HCMV-specific CD8 T cells protect bone marrow transplant patients when used in cellular immunotherapy, and their long-term maintenance is enhanced by CD4 T cells. Importantly, a robust HCMV-specific CD4 T cell response strongly correlates with protection against congenital infection and fewer rejections in kidney transplant patients. In mice, CD4 T cells are absolutely required for controlling persistent MCMV replication in the salivary gland (SG), the main site where the virus replicates for months and is horizontally transmitted, and CD8 T cells provide no control in this organ. We were the first to identify MCMV epitope-specific CD4T cells that arise in several different genetic strains of mice, and are studying the potential of these cells to mediate vaccine protection. We have shown that cosignaling by several key immune pathways (e.g. B7-CD28, PDL1-PD1, OX40-OX40L, 41BB-41BBL) regulates the development and function of MCMV-specific T cells. In turn, viral inhibition of B7-CD28 and CD40-CD40L signaling helps the virus to establish persistent infection and blunt the antiviral CD4 T cell response. We believe that our studies of the mechanism(s) by which the diverse CMV-specific CD4 T cell response is generated will help elucidate how persistent infection is controlled and provide novel insight for vaccine development.
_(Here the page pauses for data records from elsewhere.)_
PR #2486, opened 2025-07-21
feat: install and build all deps required to bundle catalyst

matthewvolk:
## What/Why?

Leverages [`nypm`](https://github.com/unjs/nypm) to install project dependencies, add the `@opennextjs/cloudflare` dependency to `core/`, and build the GraphQL API client in `packages/client`. These three steps are necessary in order to build the Catalyst application in `core/`. 

## Testing

I don't think unit tests are the best kind of test for this functionality, largely because `nypm` is [already tested](https://github.com/unjs/nypm/tree/main/test) and we aren't adding any additional logic on top like conditionally choosing a package manager, or constructing installation arguments. We could mock `nypm` and confirm we are calling it, but that feels like a test that's very prescriptive of the implementation. We should wait until we are adding logic on top of `nypm` before writing unit tests, otherwise we can later test this in integration/e2e tests. 

## Migration

N/A

### DIFF
--- a/packages/cli/package.json
+++ b/packages/cli/package.json
@@ -24,7 +24,8 @@
     "adm-zip": "^0.5.16",
     "chalk": "^5.3.0",
     "commander": "^14.0.0",
-    "consola": "^3.4.2"
+    "consola": "^3.4.2",
+    "nypm": "^0.6.0"
   },
   "devDependencies": {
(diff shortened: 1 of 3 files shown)


matthewvolk:
@jorgemoya we definitely should, I just figured those would be hard to test if we're mocking methods like `addDevDependency`—I was thinking we should test for those things in integration tests

PR #2489, opened 2025-07-21
feat: copy templates from cli to catalyst build tmpdir

matthewvolk:
## What/Why?

There are at least two templates that do not exist in the `core/` folder that need to exist in order for `opennextjs-cloudflare build` to succeed. 

The `opennextjs-cloudflare` CLI does create these files for you [if they do not exist](https://github.com/opennextjs/opennextjs-cloudflare/blob/54e65c5092d21aee3731c105f915ff17bef8fae0/packages/cloudflare/src/cli/index.ts#L32), however you must answer an interactive prompt. Rather than trying to answer the prompt in our CLI, we can just manually copy the templates from the CLI module in NPM. This also gives us more control over the contents of the templates in case we want to tweak any settings. 

## Testing

Pull down this branch, install deps (`pnpm i`), build the CLI (`pnpm -F "./packages/cli" build`), and run the build command in Catalyst root (`node packages/cli/dist/index.js build --keep-temp-dir`). You should see the files copied:
Screenshot 2025-07-21 at 1 14 05 PM

## Migration

N/A

### DIFF
--- a/packages/cli/src/lib/get-module-cli-path.ts
+++ b/packages/cli/src/lib/get-module-cli-path.ts
@@ -1,0 +1,11 @@
+/* eslint-disable no-underscore-dangle */
+
+import { dirname, join } from 'node:path';
+import { fileURLToPath } from 'node:url';
+
+export function getModuleCliPath() {
+  const __filename = fileURLToPath(import.meta.url);
+  const __dirname = dirname(__filename);
+
+  return join(__dirname, '..');
+}
--- a/packages/cli/templates/open-next.config.ts
+++ b/packages/cli/templates/open-next.config.ts
@@ -1,0 +1,29 @@
+// @ts-nocheck
+import { defineCloudflareConfig } from '@opennextjs/cloudflare';
+import { purgeCache } from '@opennextjs/cloudflare/overrides/cache-purge/index';
+import kvIncrementalCache from '@opennextjs/cloudflare/overrides/incremental-cache/kv-incremental-cache';
+import doQueue from '@opennextjs/cloudflare/overrides/queue/do-queue';
+import queueCache from '@opennextjs/cloudflare/overrides/queue/queue-cache';
+import doShardedTagCache from '@opennextjs/cloudflare/overrides/tag-cache/do-sharded-tag-cache';
+
+export default defineCloudflareConfig({
+  incrementalCache: kvIncrementalCache,
+  queue: queueCache(doQueue, {
+    regionalCacheTtlSec: 5,
+  }),
+  routePreloadingBehavior: 'withWaitUntil',
+  tagCache: doShardedTagCache({
+    baseShardSize: 12,
+    regionalCache: true,
+    regionalCacheTtlSec: 5,
+    shardReplication: {
+      numberOfSoftReplicas: 4,
+      numberOfHardReplicas: 2,
+      regionalReplication: {
+        defaultRegion: 'enam',
+      },
+    },
+  }),
+  enableCacheInterception: false,
+  cachePurge: purgeCache({ type: 'durableObject' }),
+});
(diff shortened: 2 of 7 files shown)


packages/cli/tsconfig.json
```diff
@@ -3,7 +3,7 @@
   "display": "Node",
   "compilerOptions": {
     "strict": true,
-    "target": "es6",
+    "target": "es2020",
```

CMV targets the immune checkpoint inhibitor BTLA

Virulent isolates of CMV encode the ul144 orf, and we identified UL144 as an orthologue of the herpesvirus entry mediator (HVEM), a member of the TNF receptor superfamily. When the immune checkpoint inhibitor B and T lymphocyte attenuator (BTLA) was identified as a ligand for HVEM, we showed that UL144 was a specific binding partner for BTLA, and not the other known HVEM ligands LIGHT, LTa and CD160. Strikingly, UL144 inhibits the activation of human T cells to a much greater degree than does HVEM, highlighting how CMV has evolved novel ways to inhibit antiviral immune responses. We have recently shown that UL144 is expressed in myeloid cells latently infected with HCMV, strongly suggesting that this viral protein plays a key role in promoting persistence of this virus in humans. In addition, UL144 can suppress the function of human natural killer (NK) cells by binding to BTLA. Further studies regarding the functional consequences of the UL144-BTLA interaction, both during lytic and latent infection, are a topic of current interest for our lab.
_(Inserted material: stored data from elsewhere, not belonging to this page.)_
PR #2491, opened 2025-07-22
feat(cli): create deployment

jorgemoya:
## What/Why?

- Create a deployment with `project_uuid` and `upload_uuid`. 
- Reads project id from options, env vars, or .bigcommerce/project.json
- Updated logic to throw errors so we can test for errors

Still missing: poll after deploy

## Testing
Unit tests + locally
Screenshot 2025-07-22 at 2 47 36 PM

## Migration
N/A

### DIFF
--- a/packages/cli/src/commands/deploy.ts
+++ b/packages/cli/src/commands/deploy.ts
@@ -166,16 +166,16 @@ export const deploy = new Command('deploy')
   )
   .addOption(
     new Option(
-      '--project-id <id>',
-      'BigCommerce headless project ID. Can be found via the BigCommerce API (GET /v3/headless/projects).',
-    ).env('BIGCOMMERCE_PROJECT_ID'),
+      '--project-uuid <uuid>',
+      'BigCommerce headless project UUID. Can be found via the BigCommerce API (GET /v3/headless/projects).',
+    ).env('BIGCOMMERCE_PROJECT_UUID'),
   )
   .option('--root-dir <rootDir>', 'Root directory to deploy from.', process.cwd())
   .action(async (opts) => {
     const config = new ProjectConfig(opts.rootDir);
 
     try {
-      const projectUuid = opts.projectId ?? config.get('projectId');
+      const projectUuid = opts.projectUuid ?? config.get('projectUuid');
 
       await generateBundleZip(opts.rootDir);
 
--- a/packages/cli/src/lib/project-config.ts
+++ b/packages/cli/src/lib/project-config.ts
@@ -2,7 +2,7 @@ import Conf from 'conf';
 import { join } from 'path';
 
 export interface ProjectConfigSchema {
-  projectId: string;
+  projectUuid: string;
 }
 
 export class ProjectConfig {
@@ -14,7 +14,7 @@ export class ProjectConfig {
       projectSuffix: '',
       configName: 'project',
       schema: {
-        projectId: { type: 'string', format: 'uuid' },
+        projectUuid: { type: 'string', format: 'uuid' },
       },
     });
   }
--- a/packages/cli/tests/commands/deploy.spec.ts
+++ b/packages/cli/tests/commands/deploy.spec.ts
@@ -15,7 +15,7 @@ let tmpDir: string;
 let cleanup: () => Promise<void>;
 let outputZip: string;
 
-const projectId = 'a23f5785-fd99-4a94-9fb3-945551623923';
+const projectUuid = 'a23f5785-fd99-4a94-9fb3-945551623923';
 const storeHash = 'test-store';
 const accessToken = 'test-token';
 const apiHost = 'api.bigcommerce.com';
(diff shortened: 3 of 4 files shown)


packages/cli/src/commands/deploy.ts
```diff
@@ -5,13 +5,47 @@ import { access, readdir, readFile } from 'node:fs/promises';
...
+  let parsed;
+
+  try {
+    parsed = ProjectJsonSchema.parse(JSON.parse(file));
+  } catch {
+    throw new Error('Failed to read project ID from .bigcommerce/project.json.');
+  }
+
+  return parsed.project_id;
+};
```
matthewvolk: 🍹 This is fine for now—in the future, I think we should use [`conf`](https://github.com/sindresorhus/conf) to read/write from `.bigcommerce/project.json`. Here's an example of using it in the link command POC: https://github.com/bigcommerce/catalyst/tree/cli-reference-link-command: https://github.com/bigcommerce/catalyst/blob/3816e88a8a44307071216ac6e72e96a2cf585c74/packages/cli/src/commands/link.ts#L7-L11

packages/cli/src/commands/deploy.ts
```diff
@@ -21,16 +55,14 @@ export const generateBundleZip = async (rootDir: string) => {
   try {
     await access(distDir);
   } catch {
-    consola.error(`Dist directory not found: ${distDir}`);
-    process.exit(1);
+    throw new Error(`Dist directory not found: ${distDir}`);
```
matthewvolk, line 32: Nice, thanks for switching to this! I like this pattern where we `throw` errors in individual functions (which makes them easier to test as units), let the errors bubble up to the action callback, and then display them with `consola.error` in the action callback's `catch`.

packages/cli/tests/commands/deploy.spec.ts
```diff
@@ -33,7 +42,37 @@ afterAll(async () => {
   await cleanup();
 });
 
-describe('bundle zip generation', () => {
+describe('loadProjectId', () => {
```
matthewvolk: 🍹 Might be able to ditch this set of tests if we switch to `conf`

matthewvolk (approved):
A couple of notes to consider for the future, but this looks good. Thanks for switching to the try/catch pattern to bubble up errors 🙏

packages/cli/src/commands/deploy.ts
jorgemoya: Ah, good idea. I will modify now so that we can streamline the process. Only wish I asked before I wrote the implementation and tests. 😆

packages/cli/src/commands/deploy.ts
```diff
@@ -136,18 +164,44 @@ export const deploy = new Command('deploy')
...
+  )
   .option('--root-dir <rootDir>', 'Root directory to deploy from.', process.cwd())
   .action(async (opts) => {
-    await generateBundleZip(opts.rootDir);
+    const config = new ProjectConfig(opts.rootDir);
+
+    try {
+      let projectUuid = opts.projectId;
+
+      projectUuid ??= config.getProjectId();
```
matthewvolk: 🍹 Any reason we don't just do `const projectUuid = opts.projectId ?? config.getProjectId();`? I only ask because I don't see us mutating `projectUuid` anywhere else

packages/cli/src/lib/project-config.ts
```diff
@@ -0,0 +1,37 @@
...
+    const projectId = this.config.get('projectId');
+
+    if (!projectId) {
+      throw new Error(
+        'No `projectId` found in .bigcommerce/project.json. Please add a valid `projectId` (UUID) to your bigcommerce configuration file.',
+      );
+    }
+
+    return projectId;
+  }
```
matthewvolk: 🍹I wonder if we'd be able to do something like `get(field: keyof ProjectConfigSchema)` for a future where we might want to store more keys in `project.json`. Not necessary right now though!

chanceaclark: >Please add a valid `projectId` (UUID) to your bigcommerce configuration file.

Can we just name the field `projectUuid` so we don't need to mention it's a uuid?

jorgemoya: I added generic get/set. I have also swapped the error to be more generic.

But now that you mentioned it, I'm fine with renaming `projectUuid`, should we use this throughout the CLI tho? Including command options, etc?

packages/cli/src/commands/deploy.ts
jorgemoya: Good callout.

packages/cli/src/lib/project-config.ts
matthewvolk: Good catch - I'm down to switch the options to `--project-uuid`, and anywhere else it pops up

PR #2498, opened 2025-07-24
feat(cli): add dev command

jorgemoya:
## What/Why?
This is just a wrapper for the `dev` command in the `core/package.json`. Allows changing port and root directory.

Independently of the framework chosen, it will just run `next dev` behind the scenes.

## Testing
Locally it runs.

Not sure how to unit test this, any ideas? 🤔 

## Migration
N/A


packages/cli/src/commands/dev.ts
```diff
@@ -0,0 +1,16 @@
...
+import consola from 'consola';
+import { execa } from 'execa';
+
+export const dev = new Command('dev')
+  .description('Start the development server')
+  .option('-p, --port <number>', 'Port to run the development server on', '3000')
+  .option('--root-dir <rootDir>', 'Root directory to run development server from.', process.cwd())
+  .action(async (opts) => {
+    try {
+      await execa('npm', ['run', 'dev'], { stdio: 'inherit', cwd: opts.rootDir });
```
chanceaclark: I think this command should look for the local `next` binary in node_modules to run. What do you think?

jorgemoya: If so, I assume we should also run the `generate` script before running dev?

chanceaclark: hmmm yeah

we probably want to abstract that generate script out at some point too 🤔

jorgemoya: Updated 👍

jordanarldt (approved):
Seems pretty straightforward. LGTM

The lymphotoxin-Interferon antiviral immunity axis

Over the last 15 years our lab has been studying the link between lymphotoxins (LT) and the regulation of type I interferons (IFN-I) during CMV infection. Mice deficient in LT signaling pathways show increased susceptibility to infection with MCMV due to their inability to mount a strong, initial IFN-I response to infection. Triggering signaling by the LTß-receptor at the earliest times of CMV infection can restore IFN-I production and protect mice against MCMV infection, highlighting this pathway as critical for innate antiviral defense. We have shown that this LT-IFN axis is operable in stromal cells located in the splenic marginal zone (MZ), and that these MZ stromal cells make copious amounts of IFN-I, similar to the levels produced plasmacytoid dendritic cells (pDC). In addition, it is the this stromal-derived IFN-I that is critical for controlling replication of MCMV at the earliest times of infection, not that produced by pDC and other DC subsets. Signaling by LTß can also dramatically increase production of IFN-I in HCMV infected cells, indicating a conserved importance of this cytokine "axis" in the regulation of CMV pathogenesis.